Yes, I am serious about this question. :lol:


----------



## Varkolak

Does the loud old air conditioner or box fan in the middle of summer stress you out when your trying to sleep? Kinda but you get used to it pretty quickly and IMHO its the same for the fish, I'm sure there are some species that are very sound sensitive but as long as the noise levels are reasonable I dont see them getting stressed out after they adapt to it.


----------



## Talyn

@JImBinSC

I have been wondering the same thing as I know that sometimes the filter pump drone sometimes annoys me when I'm trying to sleep, even though my filter is considered to be a quiet one! I'm only one month into my new fishkeeping hobby so I'm probably just being overly parental with my new babies 

For background - I inherited my fish and tank from a neighbour who had to move out in an emergancy. The move was a disaster and traumatised the tank to the point half the population died :sob:
Since then the survivors (5 x Glass Bloodfin Tetra & 1 x Neon Tetra) have been constantly fighting and one dominant Bloodfin sits in the middle of the tank and bullies anyone that comes near it. The rest just sit each in their own corner alone and sulk. On a separate matter; I was also having trouble with the stream from the pump sinking all the flake food and driving it into the gravel before any of the fish could eat it - which was causing a large build up of rotting food.

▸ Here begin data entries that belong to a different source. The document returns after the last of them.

PR #1949, opened 2018-02-06
DS-3830 Item retrieval fallbacks for versioning navigation

jonas-atmire:
PR for https://jira.duraspace.org/browse/DS-3830
This tries additional fallbacks to retrieve the item when creating the validity for the Item versioning navigation

### DIFF
--- a/dspace-xmlui/src/main/java/org/dspace/app/xmlui/aspect/versioning/Navigation.java
+++ b/dspace-xmlui/src/main/java/org/dspace/app/xmlui/aspect/versioning/Navigation.java
@@ -11,6 +11,7 @@ import org.apache.cocoon.caching.CacheableProcessingComponent;
 import org.apache.cocoon.environment.ObjectModelHelper;
 import org.apache.cocoon.environment.Request;
 import org.apache.cocoon.util.HashUtil;
+import org.apache.commons.lang3.StringUtils;
 import org.apache.excalibur.source.SourceValidity;
 import org.apache.excalibur.source.impl.validity.NOPValidity;
 import org.dspace.app.util.Util;
@@ -124,8 +125,10 @@ public class Navigation extends AbstractDSpaceTransformer implements CacheablePr
 		            }
 
                     DSpaceObject dso = HandleUtil.obtainHandle(objectModel);
-                    if(dso != null)
-                    {
+		            if(dso == null){
+                        dso = getItemById();
+                    }
+                    if (dso != null) {
                         validity.add(context, dso);
                     }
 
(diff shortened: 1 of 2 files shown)


terrywbrady (approved):
Tested and reviewed, the change looks good.

dspace-xmlui/src/main/java/org/dspace/app/xmlui/aspect/versioning/Navigation.java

As an experiment - I tried swiching the pump off before feeding so that they could get a decent chance of eating the food before it sinks. Instantly I noticed a change in their behaviour! The dominant Tetra stopped bullying and nipping. The loners came out of their corners. They started playing and investigating each other. They even started shoaling together for first time - even the lonley Neon was joining in!

I watched them like this for 2 hours then thought I'd better switch the filter back on - almost instantly they were all back in their designated corners with the dominant bully attacking everything nearby and the Neon sulking in a cave.

I have a 54 Litre tank and an Elite Stingray 15 in-tank filter (300 Litres/hour flow I think).
I did a water test and everything seems fine (Ammonia Nil, Nitrites Nil, Nitrates 40ppm, pH 7.9, Temp 27 oC)

Could the noise from the pump be effecting their behaviour? Maybe the water flow is too strong? Or could it just be purely down to stress from the death of half their social group? (or am I just being paranoid and reading too much into fish behaviour?). 

(Sorry for the long post but I felt some background was needed)


----------



## Byron

I've no scientific data to support this, but I would tend to agree that continuous noise from filters, lights, pumps is something the fish likely get used to. No one has yet suggested we not use this equipment due to the stress they cause fish, so...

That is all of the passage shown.